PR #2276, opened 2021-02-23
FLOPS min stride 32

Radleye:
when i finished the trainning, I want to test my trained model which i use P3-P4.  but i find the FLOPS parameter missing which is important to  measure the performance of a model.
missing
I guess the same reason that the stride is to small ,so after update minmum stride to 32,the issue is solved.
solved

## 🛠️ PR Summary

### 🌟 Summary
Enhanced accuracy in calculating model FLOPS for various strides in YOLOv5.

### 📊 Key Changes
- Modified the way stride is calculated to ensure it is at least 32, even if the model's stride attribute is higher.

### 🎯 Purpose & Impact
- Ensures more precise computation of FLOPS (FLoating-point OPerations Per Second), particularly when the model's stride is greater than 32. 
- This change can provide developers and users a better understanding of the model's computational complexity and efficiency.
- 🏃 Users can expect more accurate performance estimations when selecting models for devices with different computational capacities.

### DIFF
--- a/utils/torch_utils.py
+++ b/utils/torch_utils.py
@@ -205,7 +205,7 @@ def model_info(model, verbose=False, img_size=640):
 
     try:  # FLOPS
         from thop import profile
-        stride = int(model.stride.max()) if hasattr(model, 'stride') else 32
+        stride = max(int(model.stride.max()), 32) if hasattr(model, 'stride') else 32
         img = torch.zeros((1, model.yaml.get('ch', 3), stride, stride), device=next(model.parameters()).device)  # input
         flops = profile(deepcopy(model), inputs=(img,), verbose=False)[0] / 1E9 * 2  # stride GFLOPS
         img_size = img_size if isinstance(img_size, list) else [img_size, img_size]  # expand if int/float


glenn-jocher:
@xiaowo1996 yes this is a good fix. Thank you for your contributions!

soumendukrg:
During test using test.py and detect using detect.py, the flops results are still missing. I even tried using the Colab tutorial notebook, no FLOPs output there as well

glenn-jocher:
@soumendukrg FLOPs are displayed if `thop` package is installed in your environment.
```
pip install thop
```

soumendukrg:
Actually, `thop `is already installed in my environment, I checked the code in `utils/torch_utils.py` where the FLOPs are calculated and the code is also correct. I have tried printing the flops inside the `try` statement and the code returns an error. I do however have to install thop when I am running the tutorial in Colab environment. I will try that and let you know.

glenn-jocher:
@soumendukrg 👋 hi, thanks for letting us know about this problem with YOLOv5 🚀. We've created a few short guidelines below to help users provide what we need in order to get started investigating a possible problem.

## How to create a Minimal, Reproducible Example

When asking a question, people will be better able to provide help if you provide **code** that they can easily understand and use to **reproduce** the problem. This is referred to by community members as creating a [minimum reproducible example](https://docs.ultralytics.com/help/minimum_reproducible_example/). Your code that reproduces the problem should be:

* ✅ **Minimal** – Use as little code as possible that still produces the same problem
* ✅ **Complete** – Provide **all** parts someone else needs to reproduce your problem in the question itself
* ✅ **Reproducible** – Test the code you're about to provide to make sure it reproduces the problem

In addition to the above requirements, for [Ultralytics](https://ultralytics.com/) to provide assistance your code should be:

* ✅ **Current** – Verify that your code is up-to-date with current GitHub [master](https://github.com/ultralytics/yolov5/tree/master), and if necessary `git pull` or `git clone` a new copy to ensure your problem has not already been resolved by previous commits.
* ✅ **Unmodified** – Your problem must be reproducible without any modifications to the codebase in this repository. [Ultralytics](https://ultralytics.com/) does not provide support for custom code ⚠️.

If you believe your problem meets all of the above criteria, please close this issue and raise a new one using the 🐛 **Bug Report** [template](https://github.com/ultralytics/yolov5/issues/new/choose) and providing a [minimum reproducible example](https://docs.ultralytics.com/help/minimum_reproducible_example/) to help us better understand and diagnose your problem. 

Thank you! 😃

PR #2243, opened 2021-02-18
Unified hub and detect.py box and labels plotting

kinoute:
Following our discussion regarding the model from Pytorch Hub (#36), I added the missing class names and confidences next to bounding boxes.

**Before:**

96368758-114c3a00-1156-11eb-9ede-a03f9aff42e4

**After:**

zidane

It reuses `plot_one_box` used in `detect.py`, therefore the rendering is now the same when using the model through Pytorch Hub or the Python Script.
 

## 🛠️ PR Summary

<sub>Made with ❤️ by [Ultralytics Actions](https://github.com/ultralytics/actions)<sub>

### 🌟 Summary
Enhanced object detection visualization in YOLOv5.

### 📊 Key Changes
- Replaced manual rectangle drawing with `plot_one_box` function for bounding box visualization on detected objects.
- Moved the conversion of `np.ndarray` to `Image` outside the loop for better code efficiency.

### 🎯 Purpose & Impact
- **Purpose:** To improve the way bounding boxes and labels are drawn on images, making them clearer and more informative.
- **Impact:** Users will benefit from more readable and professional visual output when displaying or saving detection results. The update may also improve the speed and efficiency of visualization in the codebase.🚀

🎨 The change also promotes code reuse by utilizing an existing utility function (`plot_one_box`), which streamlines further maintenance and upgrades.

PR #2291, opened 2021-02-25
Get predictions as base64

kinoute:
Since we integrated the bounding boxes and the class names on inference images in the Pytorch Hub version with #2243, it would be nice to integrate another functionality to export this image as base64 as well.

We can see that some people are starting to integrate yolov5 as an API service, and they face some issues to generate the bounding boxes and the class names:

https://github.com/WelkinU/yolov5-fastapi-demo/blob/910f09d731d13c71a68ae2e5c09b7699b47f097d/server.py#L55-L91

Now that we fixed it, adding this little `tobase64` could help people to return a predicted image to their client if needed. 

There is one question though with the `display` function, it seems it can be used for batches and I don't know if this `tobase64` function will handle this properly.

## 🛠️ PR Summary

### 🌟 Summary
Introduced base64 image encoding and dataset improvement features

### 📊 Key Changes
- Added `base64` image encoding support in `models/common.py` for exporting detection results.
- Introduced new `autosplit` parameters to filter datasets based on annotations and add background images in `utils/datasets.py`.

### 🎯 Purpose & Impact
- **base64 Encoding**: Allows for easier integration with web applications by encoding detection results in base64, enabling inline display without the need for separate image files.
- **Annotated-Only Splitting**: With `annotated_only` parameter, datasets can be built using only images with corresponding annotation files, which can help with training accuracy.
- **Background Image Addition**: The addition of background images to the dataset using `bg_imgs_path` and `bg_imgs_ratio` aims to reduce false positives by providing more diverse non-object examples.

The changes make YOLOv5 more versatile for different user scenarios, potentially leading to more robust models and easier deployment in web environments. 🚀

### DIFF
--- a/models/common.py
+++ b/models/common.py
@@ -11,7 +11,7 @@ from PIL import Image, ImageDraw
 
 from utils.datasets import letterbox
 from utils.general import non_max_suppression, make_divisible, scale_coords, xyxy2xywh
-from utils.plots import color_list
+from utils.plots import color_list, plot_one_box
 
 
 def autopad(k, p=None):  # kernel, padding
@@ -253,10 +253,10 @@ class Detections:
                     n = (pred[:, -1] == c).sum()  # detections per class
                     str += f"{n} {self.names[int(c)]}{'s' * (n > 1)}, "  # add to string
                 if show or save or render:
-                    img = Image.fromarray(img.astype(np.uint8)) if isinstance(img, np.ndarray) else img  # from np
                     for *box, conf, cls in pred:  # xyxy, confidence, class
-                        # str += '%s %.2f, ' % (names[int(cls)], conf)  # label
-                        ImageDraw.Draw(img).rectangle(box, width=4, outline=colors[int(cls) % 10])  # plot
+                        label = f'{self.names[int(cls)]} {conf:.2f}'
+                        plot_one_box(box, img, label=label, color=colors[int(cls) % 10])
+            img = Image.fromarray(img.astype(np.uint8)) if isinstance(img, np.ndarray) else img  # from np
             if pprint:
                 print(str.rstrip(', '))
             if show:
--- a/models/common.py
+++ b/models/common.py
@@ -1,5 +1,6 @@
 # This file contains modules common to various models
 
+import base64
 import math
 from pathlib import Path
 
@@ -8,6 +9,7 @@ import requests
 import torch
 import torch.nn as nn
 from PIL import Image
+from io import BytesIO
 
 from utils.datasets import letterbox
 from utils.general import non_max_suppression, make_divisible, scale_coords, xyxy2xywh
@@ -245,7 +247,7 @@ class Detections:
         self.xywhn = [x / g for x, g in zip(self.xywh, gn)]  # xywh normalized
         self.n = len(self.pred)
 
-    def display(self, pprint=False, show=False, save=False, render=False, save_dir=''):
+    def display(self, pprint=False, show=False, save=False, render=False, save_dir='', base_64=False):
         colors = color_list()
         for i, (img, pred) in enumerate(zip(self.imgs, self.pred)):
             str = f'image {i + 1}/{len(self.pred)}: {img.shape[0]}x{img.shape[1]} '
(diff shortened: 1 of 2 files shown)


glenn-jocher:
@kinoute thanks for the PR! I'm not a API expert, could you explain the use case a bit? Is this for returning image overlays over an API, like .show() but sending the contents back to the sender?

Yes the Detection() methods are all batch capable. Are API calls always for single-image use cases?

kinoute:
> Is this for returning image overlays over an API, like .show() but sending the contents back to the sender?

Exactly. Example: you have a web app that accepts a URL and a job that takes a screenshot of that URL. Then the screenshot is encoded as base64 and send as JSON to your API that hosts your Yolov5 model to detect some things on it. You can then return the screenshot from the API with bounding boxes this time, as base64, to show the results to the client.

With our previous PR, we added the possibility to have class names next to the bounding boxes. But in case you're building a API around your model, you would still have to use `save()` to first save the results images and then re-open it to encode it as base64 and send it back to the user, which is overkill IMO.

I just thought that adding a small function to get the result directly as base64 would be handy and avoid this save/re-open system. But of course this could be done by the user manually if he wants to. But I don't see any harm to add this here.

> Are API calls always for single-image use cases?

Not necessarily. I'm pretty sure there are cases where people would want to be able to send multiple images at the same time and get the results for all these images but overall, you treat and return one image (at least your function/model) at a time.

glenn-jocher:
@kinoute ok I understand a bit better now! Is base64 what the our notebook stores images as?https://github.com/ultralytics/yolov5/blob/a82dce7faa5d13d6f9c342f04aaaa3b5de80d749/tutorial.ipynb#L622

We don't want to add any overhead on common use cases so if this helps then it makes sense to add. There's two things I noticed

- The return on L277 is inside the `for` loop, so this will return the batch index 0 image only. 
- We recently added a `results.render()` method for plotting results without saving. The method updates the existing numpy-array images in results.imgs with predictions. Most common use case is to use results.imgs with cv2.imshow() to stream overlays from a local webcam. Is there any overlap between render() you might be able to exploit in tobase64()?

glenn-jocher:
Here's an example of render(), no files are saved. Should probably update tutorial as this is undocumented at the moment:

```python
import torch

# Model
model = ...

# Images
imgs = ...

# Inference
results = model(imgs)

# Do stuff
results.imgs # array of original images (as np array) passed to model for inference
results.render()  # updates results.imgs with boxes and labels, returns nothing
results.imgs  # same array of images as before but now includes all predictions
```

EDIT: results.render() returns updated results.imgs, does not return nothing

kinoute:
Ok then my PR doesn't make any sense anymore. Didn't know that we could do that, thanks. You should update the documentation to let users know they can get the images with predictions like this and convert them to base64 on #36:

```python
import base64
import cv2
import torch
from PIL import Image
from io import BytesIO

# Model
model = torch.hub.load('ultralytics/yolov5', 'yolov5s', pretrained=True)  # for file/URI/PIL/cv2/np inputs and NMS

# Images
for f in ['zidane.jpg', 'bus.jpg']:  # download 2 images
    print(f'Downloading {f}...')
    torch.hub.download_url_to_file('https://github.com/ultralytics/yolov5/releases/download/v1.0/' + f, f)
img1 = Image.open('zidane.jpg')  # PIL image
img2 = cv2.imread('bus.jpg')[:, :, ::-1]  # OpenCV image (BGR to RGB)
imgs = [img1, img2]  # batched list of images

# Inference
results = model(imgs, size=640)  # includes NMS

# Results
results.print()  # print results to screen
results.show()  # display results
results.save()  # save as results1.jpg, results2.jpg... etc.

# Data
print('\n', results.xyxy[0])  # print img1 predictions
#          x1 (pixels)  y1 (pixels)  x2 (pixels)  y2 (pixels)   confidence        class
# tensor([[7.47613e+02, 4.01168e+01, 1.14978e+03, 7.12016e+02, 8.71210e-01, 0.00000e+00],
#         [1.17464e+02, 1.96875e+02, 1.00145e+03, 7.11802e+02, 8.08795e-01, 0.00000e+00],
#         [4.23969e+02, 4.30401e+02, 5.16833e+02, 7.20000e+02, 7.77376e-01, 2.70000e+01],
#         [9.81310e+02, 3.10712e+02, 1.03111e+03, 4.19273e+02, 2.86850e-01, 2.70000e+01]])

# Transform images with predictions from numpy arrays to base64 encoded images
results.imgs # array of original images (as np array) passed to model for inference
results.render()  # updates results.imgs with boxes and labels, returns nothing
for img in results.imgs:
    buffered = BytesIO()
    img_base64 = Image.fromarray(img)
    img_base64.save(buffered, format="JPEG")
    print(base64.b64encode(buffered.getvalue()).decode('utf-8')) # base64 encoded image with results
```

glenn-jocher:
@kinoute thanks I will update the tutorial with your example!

● **Activity**
Which lines above run from the one containing "- This change" down to the one containing "- 🏃 Users can"? Repeat exactly those, both ends included, and nothing else.

● **Task solution**
- This change can provide developers and users a better understanding of the model's computational complexity and efficiency.
- 🏃 Users can expect more accurate performance estimations when selecting models for devices with different computational capacities.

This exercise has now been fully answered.